▸ **Task requirements**: Calculate how many lines of the data hold "will". The answer consists of that number only.

▸ **Input data**:
PR #14515, opened 2022-03-17
Fix failing ssh-keyscan in boottime

grisu48:
Fix the failing ssh-keyscan command in the boottime test runs.

- Related ticket: https://progress.opensuse.org/issues/108320
- Verification run: http://duck-norris.qam.suse.de/t8360

### DIFF
--- a/tests/publiccloud/boottime.pm
+++ b/tests/publiccloud/boottime.pm
@@ -297,6 +297,7 @@ sub measure_timings {
     }
 
     $ret->{analyze}->{ssh_access} = $instance->wait_for_ssh(timeout => 300);
+    assert_script_run(sprintf('ssh-keyscan %s >> ~/.ssh/known_hosts', $instance->public_ip));
 
     my ($systemd_analyze, $systemd_blame) = do_systemd_analyze($instance);
     $ret->{analyze}->{$_} = $systemd_analyze->{$_} foreach (keys(%{$systemd_analyze}));
--- a/lib/publiccloud/provider.pm
+++ b/lib/publiccloud/provider.pm
@@ -257,9 +257,11 @@ sub create_instances {
     my @vms = $self->terraform_apply(%args);
     foreach my $instance (@vms) {
         record_info("INSTANCE $instance->{instance_id}", Dumper($instance));
-        $instance->wait_for_ssh() if ($args{check_connectivity});
-        # Install server's ssh publicckeys to prevent authenticity interactions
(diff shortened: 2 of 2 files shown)


pdostal (approved):
:rocket:

asmorodskyi (changes requested):
correct me if I wrong but from what I know currently create_instances is called with check_connectivity=> 1 in all cases without any exceptions . 
so from this perspective having :
```
 $instance->wait_for_ssh() if ($args{check_connectivity});
```

is 100% the same as having :

```
if ($args{check_connectivity}) {
            $instance->wait_for_ssh();
        }
```

also I wonder why we want to skip ssh-keyscan if someone will call create_instances with check_connectivity => 0 ?

grisu48:
For the `boottime` test, where we measure the time until ssh is reachable it is crucial that we don't wait for ssh in `create_instance`. Waiting for ssh there is however a necessary requirement for `ssh-keyscan` and the reason why they don't go together.

jlausuch (approved):
Makes sense!

asmorodskyi:
> If `check_connectivity =>0` then the routine returns while the instance is booting. So `ssh-keyscan` cannot be executed in this routine, because we are not waiting for `ssh` anymore. And that's exactly the purpose of `check_connectivity => 0`.

ok I get this part , but avoiding running of `ssh-keyscan` in case of `check_connectivity` means that in such a case we will face "fingerprint have changed " issues which `ssh-keyscan` suppose to solve , right ?

tests/publiccloud/boottime.pm
```diff
@@ -297,6 +297,7 @@ sub measure_timings {
     }
 
     $ret->{analyze}->{ssh_access} = $instance->wait_for_ssh(timeout => 300);
+    assert_script_run(sprintf('ssh-keyscan %s >> ~/.ssh/known_hosts', $instance->public_ip));
```
asmorodskyi, line 300: exactly ! :)

asmorodskyi (approved):
LGTM

tests/publiccloud/boottime.pm
grisu48: I re-added it and don't wanna hear now any comments about duplication here *pointing at the last PR I made here* :wink:

asmorodskyi: my bad , I was not realizing what price we were paying here :)

PR #14519, opened 2022-03-18
Openstack jeos

mloviska:

- Related ticket: [[JeOS OpenStack] Enable jeos-containers](https://progress.opensuse.org/issues/107452)
- Verification run: [openstack-containers](http://kepler.suse.cz/tests/14628)


lib/LTP/utils.pm
```diff
@@ -49,7 +49,7 @@ sub loadtest_runltp {
 
 sub shutdown_ltp {
     loadtest_kernel('proc_sys_dump') if get_var('PROC_SYS_DUMP');
-    loadtest_kernel('shutdown_ltp', @_);
+    loadtest_kernel('shutdown_ltp', @_) unless is_openstack;
```
jlausuch, line 52: Can you add a comment why we don't execute this module in openstack?

lib/opensusebasetest.pm
```diff
@@ -1394,6 +1394,19 @@ sub post_fail_hook {
     send_key 'spc';
 
     $self->export_logs;
+
+    if (is_public_cloud() || is_openstack) {
```
jlausuch, line 1398: For consistency:
`if (is_public_cloud() || is_openstack()) {`
or
`if (is_public_cloud || is_openstack) {`

lib/consoletest.pm
```diff
@@ -8,7 +8,7 @@ use strict;
 use warnings;
 use testapi;
 use known_bugs;
-use version_utils 'is_public_cloud';
+use version_utils qw(is_public_cloud is_openstack);
```
jlausuch, line 11: leftover?

lib/main_common.pm
```diff
@@ -568,47 +570,69 @@ sub load_system_role_tests {
...
-        }
-        if (is_sle) {
-            loadtest "console/suseconnect_scc";
-            loadtest "jeos/efi_tid" if (get_var('UEFI') && is_sle('=12-sp5'));
-        }
+        loadtest "jeos/prepare_openstack", run_args => $args;
+        loadtest 'publiccloud/ssh_interactive_start', run_args => $args;
+    }
+
+    loadtest "jeos/record_machine_id";
```
jlausuch, line 587: I wonder if we can reuse somehow `load_jeos_tests` here, as both methods are quite similar at this stage. Of course, we would need to do things like `load_boot_tests unless is_openstack` and similar in other places... not sure if it's worth it or not..

lib/main_containers.pm
```diff
@@ -87,18 +87,18 @@ sub load_host_tests_podman {
         load_container_engine_test('podman');
         load_image_test('podman');
         load_3rd_party_image_test('podman');
-        loadtest 'containers/podman_firewall';
+        loadtest 'containers/podman_firewall' unless is_openstack;
```
jlausuch, line 90: why?

lib/main_containers.pm
```diff
@@ -87,18 +87,18 @@ sub load_host_tests_podman {
...
         loadtest 'containers/buildah' unless is_sle_micro;
         # https://github.com/containers/podman/issues/5732#issuecomment-610222293
-        loadtest 'containers/rootless_podman' unless (is_sle('=15-sp1'));
+        loadtest 'containers/rootless_podman' unless (is_sle('=15-sp1') || is_openstack);
```
jlausuch, line 93: I guess it's challenging, as it switches root/user consoles :)

lib/main_containers.pm
```diff
@@ -87,18 +87,18 @@ sub load_host_tests_podman {
...
     }
 }
 
 sub load_host_tests_docker {
     load_container_engine_test('docker');
     load_image_test('docker');
     load_3rd_party_image_test('docker');
-    loadtest 'containers/docker_firewall';
+    loadtest 'containers/docker_firewall' unless is_openstack;
```
jlausuch, line 101: same question as for podman_firewall. What is the issue of running this module in OpenStack? Maybe a comment would help.

lib/version_utils.pm
```diff
@@ -652,6 +653,16 @@ sub is_public_cloud {
     return get_var('PUBLIC_CLOUD');
 }
 
+=head2 is_openstack
```
jlausuch, line 656: After reading this method, I wonder if we should name it `is_jeos_openstack`... wdyt?

lib/publiccloud/openstack.pm
```diff
@@ -54,12 +56,16 @@ sub create_keypair {
 
 sub delete_keypair {
     my $self = shift;
-    my $name = shift || $self->ssh_key_name;
+    return unless $self->{ssh_key_name};
```
jlausuch, line 59: good catch

jlausuch (commented):
This is an amazing work!

lib/main_containers.pm
mloviska: openstack image does not have firewalld

lib/main_containers.pm
mloviska: Oh, this should work by now. Let me check again! Thanks!

lib/main_containers.pm
pdostal: And the connectivity is tested anyways.

pdostal (approved):
This is very good!

lib/LTP/utils.pm
mloviska: It is the same as for https://openqa.suse.de/tests/8363826. The test case failed due to it shutdown the instance, but openqa was still running a VM. Thus it has died. 
Nevertheless I will drop this part and focus on LTP in dedicated PR. Thanks!

lib/main_common.pm
mloviska: Yes, we can however then the function becomes hard to read. I fancy wrapper load function as it is used in https://github.com/os-autoinst/os-autoinst-distri-opensuse/blob/master/lib/main_publiccloud.pm#L35. The thing is to keep it somehow concise and our tests need to end with `ssh_interactive_end` that will be loaded with exactly the same `run_args` object as `ssh_interactive_start'`

lib/main_containers.pm
mloviska: It is not executed in [sle15sp4](https://openqa.suse.de/tests/8343826) as well. Maybe a problem with reboots ? http://kepler.suse.cz/tests/14643#step/rootless_podman/19

lib/version_utils.pm
mloviska: yeah, we can do that, OTOH I am not sure whether we can run an ISO installation in openstack. Thus I have kinda thought it is implicit

lib/main_containers.pm
jlausuch: Ok!

lib/main_common.pm
jlausuch: ok, let's keep it easier to read and not pollute legacy function which is used for openSUSE as well. Thanks!

lib/main_containers.pm
jlausuch: Decided to not run it, same as for PC tests.

lib/consoletest.pm
mloviska: Nope, I have just forgotten to add `return` right after we come back from the super post_fail_hook. Not sure whether the log console part is needed in case of PC/OpenStack jobs. Wdyt ?

jlausuch: I don't think it's needed, everything is happening remotely.. Local logs won't help much as we are booting the PC tools image which is not the SUT.

lib/version_utils.pm
jlausuch: Should be fine, but PC is also producing OpenStack images, e.g. `SLES15-SP4-CHOST-BYOS.aarch64-0.9.7-OpenStack-Build2.20.qcow2`

jlausuch (approved):

lib/version_utils.pm
mloviska: Is that anything we might need to test in the future ? If so then it kinda makes sense to keep it or not ?

jlausuch: > Is that anything we might need to test in the future ?
I really hope not :D 

 If so then it kinda makes sense to keep it or not ?
Merged :)

PR #14522, opened 2022-03-18
[WIP] Extend clamd service startup timeout to 30min

pablo-herranz:
The time provided for service *clamd.service* to start was not enough in *ppc64le* machines, so it has been extended.

- Related ticket: https://progress.opensuse.org/issues/108082
- Needles: *not needed*
- Verification runs:

| | | | | |
| - | - | - | - | - |
| **SLE15-SP4** | [x86_64](https://openqa.suse.de/t8351556) | [aarch64](https://openqa.suse.de/t8351557) | [ppc64le](https://openqa.suse.de/t8351555) | [s390x](https://openqa.suse.de/t8351558) |
| **Tumbleweed** | [x86_64](https://openqa.opensuse.org/t2251217) | [aarch64](https://openqa.opensuse.org/t2251209) | [ppc64le](https://openqa.opensuse.org/t2251210) | |


tests/console/clamav.pm
```diff
@@ -28,7 +28,7 @@ sub scan_and_parse {
     my $cmd = shift;
     my $log_file = "$cmd.log";
 
-    script_run "$cmd -i --log=$log_file eicar_test_files", 300;
+    script_run "$cmd -i --log=$log_file eicar_test_files", 1800;
```
punkioudi, line 31: why did you change this timeout? As far as I can see from the progress ticket the fail happens when you try to start clamd service.

tests/console/clamav.pm
```diff
@@ -74,14 +74,12 @@ sub run {
 
     # Clamd start timeout sometimes. The default systemd timeout is 90s,
     # override it with a longer duration in runtime.
-    my $runtime_dir = '/run/systemd/system/clamd.service.d';
-    assert_script_run "mkdir -p $runtime_dir";
-    assert_script_run "echo -e \'[Service]\\nTimeoutSec=400\' > $runtime_dir/override.conf";
+    assert_script_run("sed -i '/;User/i TimeoutSec=30min' /usr/lib/systemd/system/clamd.service");
```
punkioudi, line 77: how did you conclude to this 30min timeout?

tests/console/clamav.pm
pablo-herranz: Yes but when I made my tests, it ended up that this gave a timeout too. So I went ahead and fixed all the timeouts.

tests/console/clamav.pm
pablo-herranz: Tried incrementing by 10min until I reached a sufficient time.

tests/console/clamav.pm
punkioudi: what was the percentage of failure here? still I would suggest that you try a smaller timeout than 1800s

tests/console/clamav.pm
punkioudi: I think that 30min is too big timeout for starting a service. It seems a bit buggy to me

pablo-herranz:
After further research, the issue can be solved by increasing the RAM amount of `ppc64le` machines without need of changing the timeouts.

PR #15478, opened 2022-09-05
Remove workaround

paolostivanin:
Since the fix has been released, we can now remove the workaround (bsc#1200649).

Verification runs:
- 15-SP4: https://openqa.suse.de/tests/9458270
- 15-SP3: https://openqa.suse.de/tests/9458269


punkioudi (approved):
Nice!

▸ **Finished exercise**: 4